What is needed> The listing is to be reproduced in full, with no character altered.

Information>
Issue #1161, opened 2020-12-30
Feat: remove the etcd dependency in the unit test


starsz:
# Feature request

## Please describe your feature

Now, `route`, `ssl` `services`  and `upstream` module are use etcd to store info.
I think we should remove the etcd dependency in the unit test.

## Describe the solution you'd like

Use store.MockInterface{} instead of using the etcd.

- [x] route
- [x] ssl
- [x] services
- [x] upstream

tokers:
Agree +1.

juzhiyuan:
If we need to resolve this issue in 2.3 or 2.4?

starsz:
> If we need to resolve this issue in 2.3 or 2.4?

I think it's a feature. So we may resolve it in 2.4.

starsz:
This is a big project, I will finish part of them in M2.4

nic-chen:
finish test cases of  route, service

Jaycean:
@starsz 
Hi,I have finished writing the SSL unit test, and if you do not start writing the upstream unit test, I can do so.

starsz:
> @starsz
> Hi,I have finished writing the SSL unit test, and if you do not start writing the upstream unit test, I can do so.

Oh, good.Thank you very much.

starsz:
Because the test cases of the route, service had finished, so I think we can change the millstone to M2.5.

starsz:
This problem was solved. Thank you for every contributor.

PR #859, opened 2020-11-23
feat: add a unit test for consumer and remove implicit init

ShiningRush:
- add a real unit test for consumer `Get`
- remove implicit init function, go is not recommended.

PR #1318, opened 2021-01-17
feat: add store mock

starsz:

- [ ] Bugfix
- [x] New feature provided
- [ ] Improve performance
- [ ] Backport patches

Solution for this exercise>
Issue #1161, opened 2020-12-30
Feat: remove the etcd dependency in the unit test


starsz:
# Feature request

## Please describe your feature

Now, `route`, `ssl` `services`  and `upstream` module are use etcd to store info.
I think we should remove the etcd dependency in the unit test.

## Describe the solution you'd like

Use store.MockInterface{} instead of using the etcd.

- [x] route
- [x] ssl
- [x] services
- [x] upstream

tokers:
Agree +1.

juzhiyuan:
If we need to resolve this issue in 2.3 or 2.4?

starsz:
> If we need to resolve this issue in 2.3 or 2.4?

I think it's a feature. So we may resolve it in 2.4.

starsz:
This is a big project, I will finish part of them in M2.4

nic-chen:
finish test cases of  route, service

Jaycean:
@starsz 
Hi,I have finished writing the SSL unit test, and if you do not start writing the upstream unit test, I can do so.

starsz:
> @starsz
> Hi,I have finished writing the SSL unit test, and if you do not start writing the upstream unit test, I can do so.

Oh, good.Thank you very much.

starsz:
Because the test cases of the route, service had finished, so I think we can change the millstone to M2.5.

starsz:
This problem was solved. Thank you for every contributor.

PR #859, opened 2020-11-23
feat: add a unit test for consumer and remove implicit init

ShiningRush:
- add a real unit test for consumer `Get`
- remove implicit init function, go is not recommended.

PR #1318, opened 2021-01-17
feat: add store mock

starsz:

- [ ] Bugfix
- [x] New feature provided
- [ ] Improve performance
- [ ] Backport patches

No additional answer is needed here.